(Saved data entries)
Issue #170, opened 2020-09-06
Stage issue: 4:3 stage on wide resolution


K4thos:
In mugen if we use 16:9 resolution (e.g. 1280x720) and stage with 4:3 localcoord (e.g. 320x240) then by default stage is rendered in 4:3 aspect ratio:
![To7NKTd](https://user-images.githubusercontent.com/8928195/92315528-178fb800-efe7-11ea-89c1-c93b2d4f3c12.png)

Ikemen Go renders such stage using 16:9 aspect ratio, zooming it in:
![1AWuQQY](https://user-images.githubusercontent.com/8928195/92315533-32fac300-efe7-11ea-8074-79a5897638b6.png)

There is no such problem when the stage uses the same aspect ratio as game resolution.

Additional notes: Current Ikemen GO behaviour actually also exists in mugen after disabling stagefit option in mugen.cfg, but since the default mugen 1.1 option is "stage shrunk to fit into screen", and the fact that drawning to width of screen causes visual bugs on many 4:3 stages, we should consider the way it works now as compatibility problem with mugen resources (once solved, having an option for current behaviour as either config.json setting or stage parameter would be the best solution).

Shadic13:
Is there any updates on this or are you guys focusing on getting the other issues fixed and saving this feature for the 1.0 version of Ikemen.

Serasul1984:
this did not change, you cant play in 16:9 without the engine zooming in

K4thos:
That's why the ticket is open. None of the active devs have shown interest in this Mugen 1.1 feature.

arroyoquiel:
> this did not change, you cant play in 16:9 without the engine zooming in

I'm interested in giving a shot to this fix, I love 16:9 screenpacks, but I want stages to be in 4:3

K4thos:
sure, go ahead, we're open for contributions

PR #1868, opened 2024-07-02
feat: Resizable window, scale game to fit window

SuperFromND:
https://github.com/ikemen-engine/Ikemen-GO/assets/22881403/40b5c982-a8e3-41ab-9de2-8dd14d898375

This change re-enables the ability to resize the game window and allows Ikemen GO to scale the game's viewport to fit the window by using a new function, GetScaledViewportSize().

`GetScaledViewportSize()` is a basic algorithim that just scales the GameWidth/GameHeight to the size of the window while maintaing aspect ratio, and then applies this to the viewport with a `gl.Viewport` command. Sadly the result doesn't apply any filter when scaling, so you get nearest-neighbor scaled pixels, but it's at least better than no resizing the window at all IMO.

Window size is not saved, and GameWidth/GameHeight still determine the starting size of the game's resolution and window size.

I hope to give this more flexibility in the future, such as allowing the end-user to toggle the aspect ratio correction and maybe integer scaling as well.

### DIFF
--- a/src/render_gl.go
+++ b/src/render_gl.go
@@ -421,6 +421,8 @@ func (r *Renderer) EndFrame() {
 		gl.BlitFramebuffer(0, 0, sys.scrrect[2], sys.scrrect[3], 0, 0, sys.scrrect[2], sys.scrrect[3], gl.COLOR_BUFFER_BIT, gl.LINEAR)
 	}
 
+	x, y, resizedWidth, resizedHeight := sys.window.GetScaledViewportSize()
+	gl.Viewport(x, y, resizedWidth, resizedHeight)
 	gl.BindFramebuffer(gl.FRAMEBUFFER, 0)
 
 	postShader := r.postShaderSelect[sys.postProcessingShader]
--- a/src/system_glfw.go
+++ b/src/system_glfw.go
@@ -35,7 +35,7 @@ func (s *System) newWindow(w, h int) (*Window, error) {
 	_, forceWindowed := sys.cmdFlags["-windowed"]
 	fullscreen := s.fullscreen && !forceWindowed
 
-	glfw.WindowHint(glfw.Resizable, glfw.False)
+	glfw.WindowHint(glfw.Resizable, glfw.True)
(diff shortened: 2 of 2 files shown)


K4thos:
Can this method, or some variant of it, be used to implement these missing Mugen 1.1 settings when integrated further? (They didn't exist in Mugen 1.0 and are possible thanks to Mugen 1.1 OpenGL RenderMode.)

From mugen.cfg
 ;The video resolution defaults to the same as the game resolution.
 ;In windowed mode, this specifies the window size.
 ;You can force an alternate resolution by uncommenting the lines
 ;below.
;Width  = 1280
;Height = 720

 ;Set to 1 to make the window resizable when in windowed mode.
 ;Only supported for RenderMode=OpenGL and OpenGLScreen.
Resizable = 1

 ;Set to 0 to stretch the video to fit the whole window.
 ;Set to 1 to keep a fixed aspect ratio.
KeepAspect = 1

 ;Stage fit mode.
 ;0 - stage drawn to width of screen (may crop stages with tall aspect)
 ;1 - stage shrunk to fit into screen
 ;Ignored if RenderMode=System (forced to 0)
StageFit = 1

 ;System fit mode.
 ;0 - system drawn to width of screen (may crop motifs with tall aspect)
 ;1 - system shrunk to fit into screen
 ;Ignored if RenderMode=System (forced to 0)
SystemFit = 1

Probably the most anticipated missing Mugen 1.1 feature is StageFit = 1 support, since that's the default Mugen 1.1 behavior. (Mugen 1.0 works like Ikemen GO in this regard.)
https://github.com/ikemen-engine/Ikemen-GO/issues/170

SuperFromND:
`KeepAspect` is pretty trivial to support as that just entails skipping most of the `GetScaledViewportSize` function. `StageFit` and `SystemFit` might not be possible here since we're not updating the actual _game_ resolution.

I'm not really sure if `Resizable` is even desirable to have as a toggle as having it be one just seems like asking for false bug reports. LOL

- **What you need to do**
Retype all the data exactly, line for line.

- **Answer for the task**
Issue #170, opened 2020-09-06
Stage issue: 4:3 stage on wide resolution


K4thos:
In mugen if we use 16:9 resolution (e.g. 1280x720) and stage with 4:3 localcoord (e.g. 320x240) then by default stage is rendered in 4:3 aspect ratio:
![To7NKTd](https://user-images.githubusercontent.com/8928195/92315528-178fb800-efe7-11ea-89c1-c93b2d4f3c12.png)

Ikemen Go renders such stage using 16:9 aspect ratio, zooming it in:
![1AWuQQY](https://user-images.githubusercontent.com/8928195/92315533-32fac300-efe7-11ea-8074-79a5897638b6.png)

There is no such problem when the stage uses the same aspect ratio as game resolution.

Additional notes: Current Ikemen GO behaviour actually also exists in mugen after disabling stagefit option in mugen.cfg, but since the default mugen 1.1 option is "stage shrunk to fit into screen", and the fact that drawning to width of screen causes visual bugs on many 4:3 stages, we should consider the way it works now as compatibility problem with mugen resources (once solved, having an option for current behaviour as either config.json setting or stage parameter would be the best solution).

Shadic13:
Is there any updates on this or are you guys focusing on getting the other issues fixed and saving this feature for the 1.0 version of Ikemen.

Serasul1984:
this did not change, you cant play in 16:9 without the engine zooming in

K4thos:
That's why the ticket is open. None of the active devs have shown interest in this Mugen 1.1 feature.

arroyoquiel:
> this did not change, you cant play in 16:9 without the engine zooming in

I'm interested in giving a shot to this fix, I love 16:9 screenpacks, but I want stages to be in 4:3

K4thos:
sure, go ahead, we're open for contributions

PR #1868, opened 2024-07-02
feat: Resizable window, scale game to fit window

SuperFromND:
https://github.com/ikemen-engine/Ikemen-GO/assets/22881403/40b5c982-a8e3-41ab-9de2-8dd14d898375

This change re-enables the ability to resize the game window and allows Ikemen GO to scale the game's viewport to fit the window by using a new function, GetScaledViewportSize().

`GetScaledViewportSize()` is a basic algorithim that just scales the GameWidth/GameHeight to the size of the window while maintaing aspect ratio, and then applies this to the viewport with a `gl.Viewport` command. Sadly the result doesn't apply any filter when scaling, so you get nearest-neighbor scaled pixels, but it's at least better than no resizing the window at all IMO.

Window size is not saved, and GameWidth/GameHeight still determine the starting size of the game's resolution and window size.

I hope to give this more flexibility in the future, such as allowing the end-user to toggle the aspect ratio correction and maybe integer scaling as well.

### DIFF
--- a/src/render_gl.go
+++ b/src/render_gl.go
@@ -421,6 +421,8 @@ func (r *Renderer) EndFrame() {
 		gl.BlitFramebuffer(0, 0, sys.scrrect[2], sys.scrrect[3], 0, 0, sys.scrrect[2], sys.scrrect[3], gl.COLOR_BUFFER_BIT, gl.LINEAR)
 	}
 
+	x, y, resizedWidth, resizedHeight := sys.window.GetScaledViewportSize()
+	gl.Viewport(x, y, resizedWidth, resizedHeight)
 	gl.BindFramebuffer(gl.FRAMEBUFFER, 0)
 
 	postShader := r.postShaderSelect[sys.postProcessingShader]
--- a/src/system_glfw.go
+++ b/src/system_glfw.go
@@ -35,7 +35,7 @@ func (s *System) newWindow(w, h int) (*Window, error) {
 	_, forceWindowed := sys.cmdFlags["-windowed"]
 	fullscreen := s.fullscreen && !forceWindowed
 
-	glfw.WindowHint(glfw.Resizable, glfw.False)
+	glfw.WindowHint(glfw.Resizable, glfw.True)
(diff shortened: 2 of 2 files shown)


K4thos:
Can this method, or some variant of it, be used to implement these missing Mugen 1.1 settings when integrated further? (They didn't exist in Mugen 1.0 and are possible thanks to Mugen 1.1 OpenGL RenderMode.)

From mugen.cfg
 ;The video resolution defaults to the same as the game resolution.
 ;In windowed mode, this specifies the window size.
 ;You can force an alternate resolution by uncommenting the lines
 ;below.
;Width  = 1280
;Height = 720

 ;Set to 1 to make the window resizable when in windowed mode.
 ;Only supported for RenderMode=OpenGL and OpenGLScreen.
Resizable = 1

 ;Set to 0 to stretch the video to fit the whole window.
 ;Set to 1 to keep a fixed aspect ratio.
KeepAspect = 1

 ;Stage fit mode.
 ;0 - stage drawn to width of screen (may crop stages with tall aspect)
 ;1 - stage shrunk to fit into screen
 ;Ignored if RenderMode=System (forced to 0)
StageFit = 1

 ;System fit mode.
 ;0 - system drawn to width of screen (may crop motifs with tall aspect)
 ;1 - system shrunk to fit into screen
 ;Ignored if RenderMode=System (forced to 0)
SystemFit = 1

Probably the most anticipated missing Mugen 1.1 feature is StageFit = 1 support, since that's the default Mugen 1.1 behavior. (Mugen 1.0 works like Ikemen GO in this regard.)
https://github.com/ikemen-engine/Ikemen-GO/issues/170

SuperFromND:
`KeepAspect` is pretty trivial to support as that just entails skipping most of the `GetScaledViewportSize` function. `StageFit` and `SystemFit` might not be possible here since we're not updating the actual _game_ resolution.

I'm not really sure if `Resizable` is even desirable to have as a toggle as having it be one just seems like asking for false bug reports. LOL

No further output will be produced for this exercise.